Do 23.11.2017 | 19:17 Uhr

E 553 a

Magnesiumsilikat

 

Füllstoff, Trennmittel. Trägerstoff

 

Erläuterung

Magnesiumsilikat und Magnesiumtrisilikat (Meerschaum) sind Abkömmlinge der Kieselsäure (E 551)Kieselsäure (E 551). Die unlöslichen Kristalle sind weich und lassen sich gut mahlen. Der menschliche Organismus kann sie weder aufnehmen noch verwerten. Sie werden unverändert ausgeschieden.

In pulverförmigen Lebensmitteln lagern sich die Silikat-Kristalle an die Partikel des Lebensmittels an und schirmen sie so gegen ihre Umgebung ab. Auf diese Weise verhindern Silikate, dass die Lebensmittel verklumpen: Pulvrige Produkte bleiben rieselfähig, andere lassen sich gut trennen.

Herstellung

Magnesiumsilikate werden synthetisch hergestellt. Das entstehende Pulver wird als amorph bezeichnet, es enthält Partikel unterschiedlicher Größe.

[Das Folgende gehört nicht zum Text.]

PR #207, opened 2020-08-07
e2e refactor

skeeey:


skeeey:
see https://github.com/open-cluster-management/backlog/issues/4135

PR #215, opened 2020-08-11
fix image tag for release-2.1

ldpliu:


qiujian16:
i do not think you need this for now. We can change this when we freeze the code

PR #219, opened 2020-08-12
Add validating webhook for managedclusterclaim

elgnay:


qiujian16:
will need e2e for this, but i think we need installer to be updated by tomorrow.

/approve
/lgtm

Im Zuge der Neubewertung aller Lebensmittelzusatzstoffe wird derzeit geprüft, ob E 553 a als technisch hergestelltes Nanomaterial anzusehen ist. 

 

Einsatz

Magnesiumsilikate sind nur für bestimmte Lebensmittel zugelassen. Dazu gehören unter anderem:

  • Trockenlebensmittel in Pulverform (max. 10 g/kg)

  • Käse, in Scheiben oder gerieben (max. 10 g/kg)

  • Würzmittel (qs)

  • Nahrungsergänzungsmittel (qs)

  • Kochsalz, Kochsalzersatz (max. 10 g/kg)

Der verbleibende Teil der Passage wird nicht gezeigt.